§ DESCRIPTION OF THE TASK
Find and copy each line of the data that includes "around".

§ SOURCE INFORMATION
※
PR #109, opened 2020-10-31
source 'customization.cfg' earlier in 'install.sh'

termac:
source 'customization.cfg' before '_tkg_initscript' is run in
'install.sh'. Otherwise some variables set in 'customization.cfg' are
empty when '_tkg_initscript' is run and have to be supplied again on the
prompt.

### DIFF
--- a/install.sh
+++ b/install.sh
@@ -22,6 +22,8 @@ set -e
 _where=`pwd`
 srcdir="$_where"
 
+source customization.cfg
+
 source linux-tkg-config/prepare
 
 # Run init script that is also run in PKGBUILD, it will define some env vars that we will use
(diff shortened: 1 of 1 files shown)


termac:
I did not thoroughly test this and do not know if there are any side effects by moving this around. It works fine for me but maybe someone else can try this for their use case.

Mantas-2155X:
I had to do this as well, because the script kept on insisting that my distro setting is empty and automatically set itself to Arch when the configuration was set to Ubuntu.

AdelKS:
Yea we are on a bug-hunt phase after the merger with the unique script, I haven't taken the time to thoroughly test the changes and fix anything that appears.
※
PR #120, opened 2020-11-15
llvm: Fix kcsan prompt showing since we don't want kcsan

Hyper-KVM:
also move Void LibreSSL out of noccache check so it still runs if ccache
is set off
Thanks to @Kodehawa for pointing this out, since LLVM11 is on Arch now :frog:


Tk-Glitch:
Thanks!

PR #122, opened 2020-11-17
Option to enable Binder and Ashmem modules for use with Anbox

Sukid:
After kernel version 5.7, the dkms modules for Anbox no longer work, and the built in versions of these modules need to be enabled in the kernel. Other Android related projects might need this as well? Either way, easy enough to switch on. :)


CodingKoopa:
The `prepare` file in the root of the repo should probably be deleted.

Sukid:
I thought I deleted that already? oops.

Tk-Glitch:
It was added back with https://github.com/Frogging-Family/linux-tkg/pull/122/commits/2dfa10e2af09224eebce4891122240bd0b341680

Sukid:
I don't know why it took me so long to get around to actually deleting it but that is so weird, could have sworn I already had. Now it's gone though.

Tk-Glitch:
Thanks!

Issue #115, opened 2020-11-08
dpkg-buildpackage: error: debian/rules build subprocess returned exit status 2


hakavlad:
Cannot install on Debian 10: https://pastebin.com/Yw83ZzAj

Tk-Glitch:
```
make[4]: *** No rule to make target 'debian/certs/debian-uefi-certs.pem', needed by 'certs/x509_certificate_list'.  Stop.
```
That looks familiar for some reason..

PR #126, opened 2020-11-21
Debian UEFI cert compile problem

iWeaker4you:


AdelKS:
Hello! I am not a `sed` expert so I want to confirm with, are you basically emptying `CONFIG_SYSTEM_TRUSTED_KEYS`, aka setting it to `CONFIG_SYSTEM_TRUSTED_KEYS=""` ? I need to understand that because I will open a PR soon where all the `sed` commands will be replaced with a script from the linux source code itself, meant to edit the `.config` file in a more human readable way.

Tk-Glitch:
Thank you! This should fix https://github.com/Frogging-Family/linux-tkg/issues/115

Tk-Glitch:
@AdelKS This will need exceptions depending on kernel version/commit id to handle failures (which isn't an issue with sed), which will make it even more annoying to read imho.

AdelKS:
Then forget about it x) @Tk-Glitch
※
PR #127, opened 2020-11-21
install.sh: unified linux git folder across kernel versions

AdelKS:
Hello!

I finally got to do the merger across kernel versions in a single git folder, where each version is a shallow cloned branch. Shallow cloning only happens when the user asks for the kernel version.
※
§ RESULT OF THE EXERCISE
I did not thoroughly test this and do not know if there are any side effects by moving this around. It works fine for me but maybe someone else can try this for their use case.
I don't know why it took me so long to get around to actually deleting it but that is so weird, could have sworn I already had. Now it's gone though.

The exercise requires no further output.